Si hay una forma de matar la democracia formal que tenemos es a través de una justicia complaciente. Su poder opera como la diabetes, disuade las acciones mas heroicas, bendice las peores decisiones políticas y cuando se le acaba el respeto a las formas, recurre al absurdo como la reciente justicia boliviana. Esta acaba de interpretar que el binomio Evo Morales – García puede volver a buscar una nueva reelección sostenidos en que ambos tienen “derechos humanos fundamentales” a presentarse a comicios a pesar de que un referéndum popular haya votado lo contrario. En una palabra, no sirve lo que dijeron a coro e interpretan los derechos fundamentales para avalar un crimen contra la democracia. Ante tamaño prevaricato no le queda otra opción al pueblo boliviano que levantarse contra la tiranía y al gobierno de Morales recurrir a la violencia, represión, exilio y muerte de sus opositores siguiendo el mismo manual de Nicaragua y Venezuela. La servil justicia boliviana le ha dado una estocada de muerte a la democracia de su país ante la mirada atónita de todos.

La imposición de un modelo autoritario siempre sigue el mismo recorrido y recurre frecuentemente al sistema de someter a cualquier autoridad que se le oponga. Esta en vez de salvaguardar los derechos comunes – los de la mayoría- interpreta la norma de forma antojadiza para darle un barniz de legalidad a un acto abiertamente contrario a la norma. La reacción de asombro ciudadano da paso luego a manifestaciones violentas que pretenden torcer las injustas decisiones tomadas mientras el gobierno endurece el puño para desatar trompadas contra el pueblo levantado. El toque de queda o las detenciones arbitrarias pasan a ser parte de un libreto donde al gobierno, como el caso boliviano, no le importa llenarse la boca de pueblo para después reprimirlo aunque luego de consultarlo y no escuchar su mandato.

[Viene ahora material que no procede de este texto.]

PR #953, opened 2015-03-10
[bug 1138847] Fix clean "categories" when no category is selected.

johngian:
* Plain "cdata" dict lookup raises KeyError
* Add default=None and use cdata.get() instead

### DIFF
--- a/remo/events/forms.py
+++ b/remo/events/forms.py
@@ -284,7 +284,7 @@ class EventForm(happyforms.ModelForm):
             self._errors['start_form'] = self.error_class([msg])
 
         # Check that there is a cateogry selected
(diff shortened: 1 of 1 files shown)


johngian:
@akatsoulas r?

remo/events/forms.py
```diff
@@ -284,7 +284,7 @@ def clean(self):
             self._errors['start_form'] = self.error_class([msg])
 
         # Check that there is a cateogry selected
-        if not cdata['categories']:
+        if not cdata.get('categories', None):
```
akatsoulas: No need for `None` value here

akatsoulas:
r+wc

Todo el discurso de popular queda a un lado ante la realidad manifiesta de un gobierno que se enfrenta a la misma realidad que dijo querer transformarla cuando llegó por primera vez al poder. No dejar de ejercer el mando pasa a ser la razón de ser del mismo y en ese afán los jueces prevaricadores son funcionales a sus propósitos. La única manera que el estado de derecho sea tal en nuestros pueblos será con una justicia independiente, autónoma y con coraje que ponga fin a los excesos del poder político y sea capaz de sancionar los intentos de retorno a modelos autoritarios.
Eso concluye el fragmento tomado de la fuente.